OSK-DMG downgrades AusGroup to 'sell' and 35-c target


Analyst: Lee Yue Jer

Fabrication facility of AusGroup in Australia. NextInsight file photoAusGroup reported a disappointing 3QFY13 results with a breakeven performance and a deteriorating order book. As our original turnaround thesis is undermined by the weak order flows and lackluster execution, we downgrade AusGroup to a SELL, TP SGD0.35, based on recent trough valuation of 0.77x FY14F book value.
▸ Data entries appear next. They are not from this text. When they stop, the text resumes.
PR #17413, opened 2023-01-25
delay chain validation

witmicko:
## Explanation

Fixing https://github.com/MetaMask/pm-security/issues/120
An arbitrary HTTP POST request is issued on wallet_addEthereumChain on any website. This happens even on not connected websites (e.g. [github.com](https://github.com/) ), even if the wallet is locked. It does not happen only if there is no wallet.

Fixed by making confirmation approve handler asynchronous.

### After

https://user-images.githubusercontent.com/3279642/219458534-086b49b5-37d2-4fa7-b57c-a36751529500.mov

## Pre-merge author checklist

- [ ] I've clearly explained:

### DIFF
--- a/app/_locales/en/messages.json
+++ b/app/_locales/en/messages.json
@@ -263,6 +263,9 @@
   "addToken": {
     "message": "Add token"
   },
+  "addingCustomNetwork": {
+    "message": "Adding Network"
+  },
   "address": {
     "message": "Address"
   },
@@ -1308,6 +1311,9 @@
     "message": "Stack:",
     "description": "Title for error stack, which is displayed for debugging purposes"
   },
+  "errorWhileConnectingToRPC": {
+    "message": "Error while connecting to the custom network."
+  },
   "ethGasPriceFetchWarning": {
     "message": "Backup gas price is provided as the main gas estimation service is unavailable right now."
   },
@@ -2032,6 +2038,9 @@
   },
   "mismatchedNetworkSymbol": {
     "message": "The submitted currency symbol does not match what we expect for this chain ID."
+  },
+  "mismatchedRpcChainId": {
+    "message": "Chain ID returned by the custom network does not match the submitted chain ID."
   },
   "mismatchedRpcUrl": {
     "message": "According to our records the submitted RPC URL value does not match a known provider for this chain ID."
--- a/app/scripts/lib/rpc-method-middleware/handlers/add-ethereum-chain.js
+++ b/app/scripts/lib/rpc-method-middleware/handlers/add-ethereum-chain.js
@@ -10,7 +10,6 @@ import {
   isPrefixedFormattedHexString,
   isSafeChainId,
 } from '../../../../../shared/modules/network.utils';
-import { jsonRpcRequest } from '../../../../../shared/modules/rpc.utils';
 
 const addEthereumChain = {
   methodNames: [MESSAGE_TYPE.ADD_ETHEREUM_CHAIN],
@@ -155,6 +154,7 @@ async function addEthereumChainHandler(
     if (currentChainId === _chainId && currentRpcUrl === firstValidRPCUrl) {
       return end();
     }
+
     // If this network is already added with but is not the currently selected network
     // Ask the user to switch the network
     try {
@@ -180,28 +180,6 @@ async function addEthereumChainHandler(
       }
     }
     return end();
-  }
-
-  let endpointChainId;
-
-  try {
-    endpointChainId = await jsonRpcRequest(firstValidRPCUrl, 'eth_chainId');
-  } catch (err) {
-    return end(
-      ethErrors.rpc.internal({
-        message: `Request for method 'eth_chainId on ${firstValidRPCUrl} failed`,
-        data: { networkErr: err },
-      }),
-    );
-  }
-
-  if (_chainId !== endpointChainId) {
-    return end(
-      ethErrors.rpc.invalidParams({
-        message: `Chain ID returned by RPC URL ${firstValidRPCUrl} does not match ${_chainId}`,
-        data: { chainId: endpointChainId },
-      }),
-    );
   }
 
   if (typeof chainName !== 'string' || !chainName) {
@@ -266,20 +244,18 @@ async function addEthereumChainHandler(
   }
 
   try {
-    await addCustomRpc(
-      await requestUserApproval({
-        origin,
-        type: MESSAGE_TYPE.ADD_ETHEREUM_CHAIN,
-        requestData: {
-          chainId: _chainId,
-          blockExplorerUrl: firstValidBlockExplorerUrl,
-          chainName: _chainName,
-          rpcUrl: firstValidRPCUrl,
-          ticker,
-        },
-      }),
-    );
-
+    const customRpc = await requestUserApproval({
+      origin,
+      type: MESSAGE_TYPE.ADD_ETHEREUM_CHAIN,
+      requestData: {
+        chainId: _chainId,
+        blockExplorerUrl: firstValidBlockExplorerUrl,
+        chainName: _chainName,
+        rpcUrl: firstValidRPCUrl,
+        ticker,
+      },
+    });
+    await addCustomRpc(customRpc);
     sendMetrics({
       event: 'Custom Network Added',
       category: EVENT.CATEGORIES.NETWORK,
--- a/test/e2e/tests/add-custom-network.spec.js
+++ b/test/e2e/tests/add-custom-network.spec.js
@@ -17,6 +17,232 @@ describe('Custom network', function () {
       },
     ],
   };
+
+  it('should show warning when adding chainId 0x1', async function () {
+    await withFixtures(
+      {
+        dapp: true,
+        fixtures: new FixtureBuilder()
+          .withPermissionControllerConnectedToTestDapp()
+          .build(),
+        ganacheOptions,
+        title: this.test.title,
+      },
+      async ({ driver }) => {
+        await driver.navigate();
+        await driver.fill('#password', 'correct horse battery staple');
+        await driver.press('#password', driver.Key.ENTER);
+
+        await driver.openNewPage('http://127.0.0.1:8080/');
+        await driver.executeScript(`
+          var params = [{
+            chainId: "0x1",
+            chainName: "Fake Ethereum Network",
+            nativeCurrency: {
+              name: "",
+              symbol: "ETH",
+              decimals: 18
+            },
+            rpcUrls: ["https://customnetwork.com/api/customRPC"],
+            blockExplorerUrls: [ "http://localhost:8080/api/customRPC" ]
+          }]
+          window.ethereum.request({
+            method: 'wallet_addEthereumChain',
+            params
+          })
+        `);
+        const windowHandles = await driver.waitUntilXWindowHandles(
+          3,
+          1000,
+          10000,
+        );
+
+        await driver.switchToWindowWithTitle(
+          'MetaMask Notification',
+          windowHandles,
+        );
+
+        await driver.clickElement({
+          tag: 'button',
+          text: 'Approve',
+        });
+
+        await driver.delay(1000);
+        const warningTxt =
+          'You are adding a new RPC provider for Ethereum Mainnet';
+
+        const warning = await driver.findElement({
+          tag: 'h4',
+          text: warningTxt,
+        });
+
+        assert.equal(await warning.getText(), warningTxt);
+        await driver.clickElement({
+          tag: 'button',
+          text: 'Approve',
+        });
+
+        const errMsg =
+          'Chain ID returned by the custom network does not match the submitted chain ID.';
+        const error = await driver.findElement({
+          tag: 'span',
+          text: errMsg,
+        });
+        assert.equal(await error.getText(), errMsg);
+
+        const approveBtn = await driver.findElement({
+          tag: 'button',
+          text: 'Approve',
+        });
+
+        assert.equal(await approveBtn.isEnabled(), false);
+        await driver.clickElement({
+          tag: 'button',
+          text: 'Cancel',
+        });
+      },
+    );
+  });
+  it("don't add bad rpc custom network", async function () {
+    await withFixtures(
+      {
+        dapp: true,
+        fixtures: new FixtureBuilder()
+          .withPermissionControllerConnectedToTestDapp()
+          .build(),
+        ganacheOptions,
+        title: this.test.title,
+      },
+      async ({ driver }) => {
+        await driver.navigate();
+        await driver.fill('#password', 'correct horse battery staple');
+        await driver.press('#password', driver.Key.ENTER);
+
+        await driver.openNewPage('http://127.0.0.1:8080/');
+        await driver.executeScript(`
+          var params = [{
+            chainId: "0x123",
+            chainName: "Antani",
+            nativeCurrency: {
+              name: "",
+              symbol: "ANTANI",
+              decimals: 18
+            },
+            rpcUrls: ["https://customnetwork.com/api/customRPC"],
+            blockExplorerUrls: [ "http://localhost:8080/api/customRPC" ]
+          }]
+          window.ethereum.request({
+            method: 'wallet_addEthereumChain',
+            params
+          })
+        `);
+        const windowHandles = await driver.waitUntilXWindowHandles(
+          3,
+          1000,
+          10000,
+        );
+
+        await driver.switchToWindowWithTitle(
+          'MetaMask Notification',
+          windowHandles,
+        );
+        await driver.clickElement({
+          tag: 'button',
+          text: 'Approve',
+        });
+
+        const errMsg =
+          'Chain ID returned by the custom network does not match the submitted chain ID.';
+        const error = await driver.findElement({
+          tag: 'span',
+          text: errMsg,
+        });
+        assert.equal(await error.getText(), errMsg);
+
+        const approveBtn = await driver.findElement({
+          tag: 'button',
+          text: 'Approve',
+        });
+
+        assert.equal(await approveBtn.isEnabled(), false);
+        await driver.clickElement({
+          tag: 'button',
+          text: 'Cancel',
+        });
+      },
+    );
+  });
+
+  it("don't add unreachable custom network", async function () {
+    await withFixtures(
+      {
+        dapp: true,
+        fixtures: new FixtureBuilder()
+          .withPermissionControllerConnectedToTestDapp()
+          .build(),
+        ganacheOptions,
+        title: this.test.title,
+      },
+      async ({ driver }) => {
+        await driver.navigate();
+        await driver.fill('#password', 'correct horse battery staple');
+        await driver.press('#password', driver.Key.ENTER);
+
+        await driver.openNewPage('http://127.0.0.1:8080/');
+        await driver.executeScript(`
+          var params = [{
+            chainId: "0x123",
+            chainName: "Antani",
+            nativeCurrency: {
+              name: "",
+              symbol: "ANTANI",
+              decimals: 18
+            },
+            rpcUrls: ["https://doesntexist.abc/customRPC"],
+            blockExplorerUrls: [ "http://localhost:8080/api/customRPC" ]
+          }]
+          window.ethereum.request({
+            method: 'wallet_addEthereumChain',
+            params
+          })
+        `);
+        const windowHandles = await driver.waitUntilXWindowHandles(
+          3,
+          1000,
+          10000,
+        );
+
+        await driver.switchToWindowWithTitle(
+          'MetaMask Notification',
+          windowHandles,
+        );
+        await driver.clickElement({
+          tag: 'button',
+          text: 'Approve',
+        });
+
+        const error = await driver.findElement({
+          tag: 'span',
+          text: 'Error while connecting to the custom network.',
+        });
+        assert.equal(
+          await error.getText(),
+          'Error while connecting to the custom network.',
+        );
+        const approveBtn = await driver.findElement({
+          tag: 'button',
+          text: 'Approve',
+        });
+
+        assert.equal(await approveBtn.isEnabled(), false);
+        await driver.clickElement({
+          tag: 'button',
+          text: 'Cancel',
+        });
+      },
+    );
+  });
+
   it('add custom network and switch the network', async function () {
     await withFixtures(
       {
@@ -85,7 +311,6 @@ describe('Custom network', function () {
 
         await driver.clickElement({ tag: 'button', text: 'Close' });
         await driver.clickElement({ tag: 'button', text: 'Approve' });
-
         await driver.clickElement({
           tag: 'h6',
           text: 'Switch to Arbitrum One',
--- a/test/e2e/tests/add-custom-network.spec.js
+++ b/test/e2e/tests/add-custom-network.spec.js
@@ -129,11 +129,7 @@ describe('Custom network', function () {
             params
           })
         `);
-        const windowHandles = await driver.waitUntilXWindowHandles(
-          3,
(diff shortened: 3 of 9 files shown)


app/scripts/lib/rpc-method-middleware/handlers/add-ethereum-chain.js
```diff
@@ -298,6 +276,27 @@ async function addEthereumChainHandler(
   } catch (error) {
     return end(error);
   }
+  let endpointChainId;
+
+  try {
+    endpointChainId = await jsonRpcRequest(firstValidRPCUrl, 'eth_chainId');
```
Gudahtt, line 282: If either this check or the subsequent one fails, we would want to remove the custom RPC endpoint from the user's wallet because it failed validation.

We should also probably prevent the user from using this network while this validation is ongoing.

Gudahtt: Update: we talked and decided delaying adding the chain was the easier path. This resolves these concerns.

NEllusion (dismissed):
Code looks good, and tested that the fix solves the issue 🎉

test/e2e/tests/chain-interactions.spec.js
```diff
@@ -48,6 +48,14 @@ describe('Chain Interactions', function () {
 
         // approve add chain, cancel switch chain
         await driver.clickElement({ text: 'Approve', tag: 'button' });
+
+        await driver.delay(1000);
+        windowHandles = await driver.getAllWindowHandles();
```
Gudahtt, line 53: Why was this additional pause and request for window handles required? I can see that the webdriver was already pointing at the notification popup, but it's not clear to me what happens here.

Is the popup closing and re-opening again?

witmicko: window id is changing, approve add network has different ID than confirm switch network. Added pause to catch this change, witouth these changes it was failing with `window not found`

Gudahtt: Ok, that implies that the window is closing and re-opening.

I'm having trouble understanding how your changes relate to this though. You didn't adjust the switch network steps at all.

Perhaps some part of your changes is causing the window to close sooner than it had before? Ideally it would stay open long enough for the switch network prompt to appear.

witmicko: My change makes it stay open longer I think as I moved validation and adding network to after user approves. Maybe that is why window was missing in test, because previously new window would have been already opened by then?
Let me know if you would like me to make some changes please.

legobeat: I don't have any insight to share on the actual issue, just noting that it seems optimistic with a 1s window here. Starvation scenarios are not that rare.

Gudahtt: We should definitely try to prevent the window from closing. This would be a substantial UX degradation, and would make these e2e tests flaky.

brad-decker (commented):
This looks good to me from a code perspective. i'll QA now

brad-decker:
We should probably get some UX feedback on how we display the loading. Right now this is leading to two lines of text on the button and causing a little bit of layout jank. See the video.

@bschorchit do you know of what other confirmations do when loading (if anything)? 

[Screencast from 02-02-2023 12:10:53 PM.webm](https://user-images.githubusercontent.com/4448075/216409952-10694ce2-a415-46fd-8088-62c0d2e9526e.webm)

bschorchit:
> @bschorchit do you know of what other confirmations do when loading (if anything)?
> 
Oh good question, we usually use the spinner on the full screen but that's when loading the UI. I don't think I've seen a loading after submitting yet. Any insights or suggestion on this @holantonela ?

ui/pages/confirmation/templates/add-ethereum-chain.js
```diff
@@ -340,6 +367,7 @@ function getValues(pendingApproval, t, actions, history) {
         actions.addCustomNetwork(pendingApproval.requestData);
         history.push(DEFAULT_ROUTE);
       }
+      return {};
```
Gudahtt, line 370: Nit: Perhaps better to return `undefined` if the return value is not expected to be used

```suggestion
      return undefined;
```

ui/pages/confirmation/templates/add-ethereum-chain.js
```diff
@@ -331,7 +333,32 @@ function getValues(pendingApproval, t, actions, history) {
...
+          pendingApproval.id,
+          ethErrors.rpc.resourceUnavailable().serialize(),
+        );
+      }
+
+      if (pendingApproval.requestData.chainId !== endpointChainId) {
+        console.error(
+          `Chain ID returned by RPC URL ${customRpcUrl} does not match ${endpointChainId}`,
+        );
+        return actions.rejectPendingApproval(
```
Gudahtt, line 356: This is a clever solution to the double-window-popup problem :+1: Great work

The one major flaw left is that this experience has been made more confusing for the user because of this change, specifically in the case where this validation fails.

Previously if this validation step failed, the dapp would get an error and the user would see nothing. In this circumstance, maybe the dapp handled it well and maybe they didn't, but at least MetaMask isn't doing anything to mislead/confuse users.

But now if validation fails, it will appear to a user that the operation succeeded. Only the dapp and the web console are told of the error. The user may not find out.

It would be better to show the user the error somehow. But I don't know of an easy way to do this :thinking:

Gudahtt: Maybe this UX concern is not a blocker, and we can solve it in a later PR. We should at least track this problem as an issue if it's not solved here though.

NicholasEllul: As a temporary workaround until the other work to support this is complete, can we infer if the operation failed by following up with a second check to see what chain ID we are using?

Similar to whats done in:

https://github.com/MetaMask/metamask-extension/blob/cdc1bce6884295e97c63ee9758646fc4287aa781/ui/components/app/network-display/network-display.js#L31-L34

NicholasEllul: `state.metamask.provider` gives us access to the following to check the chain ID: 


Screenshot 2023-02-15 at 4 34 24 PM

app/_locales/en/messages.json
```diff
@@ -2021,6 +2024,9 @@
   "mismatchedNetworkSymbol": {
     "message": "The submitted currency symbol does not match what we expect for this chain ID."
   },
+  "mismatchedRpcChainId": {
+    "message": "Chain ID returned but RPC does not match the submitted chain ID."
```
NicholasEllul, line 2028: Should this read

`Chain ID returned by the RPC URL`

ui/pages/confirmation/templates/add-ethereum-chain.js
NicholasEllul: Update: Michał and I discussed offline and he has found another solution to this problem

ui/pages/confirmation/templates/add-ethereum-chain.js
```diff
@@ -331,7 +347,35 @@ function getValues(pendingApproval, t, actions, history) {
...
+      }
+
+      if (pendingApproval.requestData.chainId !== endpointChainId) {
+        console.error(
+          `Chain ID returned by RPC URL ${customRpcUrl} does not match ${endpointChainId}`,
+        );
+        // actions.rejectPendingApproval(
+        //   pendingApproval.id,
+        //   ethErrors.rpc.invalidInput().serialize(),
+        // );
```
NicholasEllul, line 373: Do we still want to be rejecting the pending approval? Or do we no longer need this now that the user is forced in to clicking cancel themselves

ui/pages/confirmation/templates/add-ethereum-chain.js
```diff
@@ -331,7 +347,35 @@ function getValues(pendingApproval, t, actions, history) {
...
+        return {
+          error: [MISMATCHED_NETWORK_RPC_CHAIN_ID],
+        };
```
NicholasEllul, line 376: This function now returns one of the following depending on if the function succeeds or fails:

* Above we return `actions.rejectPendingApproval` during a failure which is a [thunk object](https://github.com/MetaMask/metamask-extension/blob/33cc8d587aad05c0b41871ba3676676a3ce5680e/ui/store/actions.ts#L3731). (Note: I don't think this value is actually used anywhere)
* Here we return a javascript object containing the `errors` key with an array of strings
* Below we return a javascript object containing an empty`{}`

Is there a way we can consolidate these to provide a consistent return interface? Checking usage of the code, it seems the return value from this function hasn't used in the past, so we have some flexibility to set things up.

ui/pages/confirmation/confirmation.js
```diff
@@ -41,7 +41,7 @@ import {
   getTemplateState,
 } from './templates';
 
-// TODO(rekmarks): This component and all of its sub-components should probably
+// TODO(remarks): This component and all of its sub-components should probably
```
danjm, line 44: `rekmarks` is actually a github username

app/scripts/lib/rpc-method-middleware/handlers/add-ethereum-chain.js
```diff
@@ -182,28 +182,6 @@ async function addEthereumChainHandler(
     return end();
   }
 
-  let endpointChainId;
```
danjm, line 185: why is this section of code removed?

witmicko: > why is this section of code removed?

these checks were moved to the confirmation template

app/scripts/lib/rpc-method-middleware/handlers/add-ethereum-chain.js
```diff
@@ -266,20 +244,18 @@ async function addEthereumChainHandler(
...
+      type: MESSAGE_TYPE.ADD_ETHEREUM_CHAIN,
+      requestData: {
+        chainId: _chainId,
+        blockExplorerUrl: firstValidBlockExplorerUrl,
+        chainName: _chainName,
+        rpcUrl: firstValidRPCUrl,
+        ticker,
+      },
+    });
+    addCustomRpc(customRpc);
```
Gudahtt, line 258: Missing an `await` here

ui/pages/confirmation/confirmation.js
```diff
@@ -258,14 +260,25 @@ export default function ConfirmationPage({
...
 
-  const handleSubmit = () =>
-    templateState[pendingConfirmation.id]?.useWarningModal
+  const handleSubmit = async () => {
+    setLoading(true);
+    const submitResult = await (templateState[pendingConfirmation.id]
+      ?.useWarningModal
       ? setShowWarningModal(true)
-      : templatedValues.onSubmit(
+      : await templatedValues.onSubmit(
```
Gudahtt, line 268: Hmm, was this extra `await` needed? This is already being `await`-ed three lines up from here

ui/pages/confirmation/confirmation.js
```diff
@@ -258,14 +260,25 @@ export default function ConfirmationPage({
...
           hasInputState(pendingConfirmation.type)
             ? inputStates[MESSAGE_TYPE.SNAP_DIALOG_PROMPT]
             : null,
-        );
+        ));
+
+    if (submitResult?.success) {
```
Gudahtt, line 274: It looks like this component will be stuck in the "loading" state if the submit result is missing this property. Yet only `add-ethereum-chain` returns this. The other confirmations would all get stuck.

ui/pages/confirmation/confirmation.js
```diff
@@ -362,6 +375,18 @@ export default function ConfirmationPage({
         onCancel={templatedValues.onCancel}
         submitText={templatedValues.submitText}
         cancelText={templatedValues.cancelText}
+        loadingText={templatedValues.loadingText}
+        loading={loading}
+        submitAlerts={submitAlerts.map((alert, idx) => (
+          <Callout
+            key={alert.id}
+            severity={alert.severity}
+            dismiss={() => dismissAlert(alert.id)}
```
Gudahtt, line 384: There appears to be no way to dismiss these alerts. The `dismissAlert` function here is not for the "submit alerts" (which are component state), it's for the "alert state" reducer. When this line is called, it won't work because the reducer isn't tracking this id.

ui/pages/confirmation/templates/add-ethereum-chain.js
```diff
@@ -331,7 +361,29 @@ function getValues(pendingApproval, t, actions, history) {
     ],
     cancelText: t('cancel'),
     submitText: t('approveButtonText'),
+    loadingText: t('addingCustomNetwork'),
     onSubmit: async () => {
+      let endpointChainId;
+      try {
+        endpointChainId = await jsonRpcRequest(customRpcUrl, 'eth_chainId');
+      } catch (_err) {
```
Gudahtt, line 369: Nit: we should at least confirm that this is a network error, and throw otherwise. That would help ensure that we don't swallow errors in our code.

ui/pages/confirmation/confirmation.js
witmicko: this is done this way to disable the button so user can only click 'Cancel'

Gudahtt: Right, but for the non-`add-ethereum-chain` confirmations there will be no way to proceed even if there is no error

app/_locales/en/messages.json
```diff
@@ -1352,6 +1355,9 @@
     "message": "Stack:",
     "description": "Title for error stack, which is displayed for debugging purposes"
   },
+  "errorWhileConnectingToRPC": {
+    "message": "Error while connecting to the custom RPC."
+  },
```
NicholasEllul, line 1360: Can we use the terminology `Network` here and in the translation above to align with the terminology used for the other UI elements?

NEllusion (commented):
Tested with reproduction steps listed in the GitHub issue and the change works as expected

AUD215m order book is less than two quarters’ work. At current run rates, AusGroup will run out of work within the year. The contract wins and better margins that were supposed to boost 3Q13 and 4Q13 results failed to materialise, and the downward march of the order book presents a dire outlook in the near term.

Slash FY13F/14F estimates by 54%/48%. With this quarter’s breakeven performance in sharp contrast against management guidance, we slash FY13F estimates by 54%. Core earnings are likely to stay weak through FY14 unless a large quantum of orders is won at once. Successful claims of the variation orders present upside to our FY14F estimates, while provisions on the Karara Mining receivables is the main downside risk.

Likely support near recent P/B trough. Earnings concerns are likely to dominate the relisting revaluation potential. Valuation is supported at the recent P/B trough of 0.77x which also corresponds to one standard deviation below its 5-year mean. We would become bottom-fishers around the 0.6x P/B range.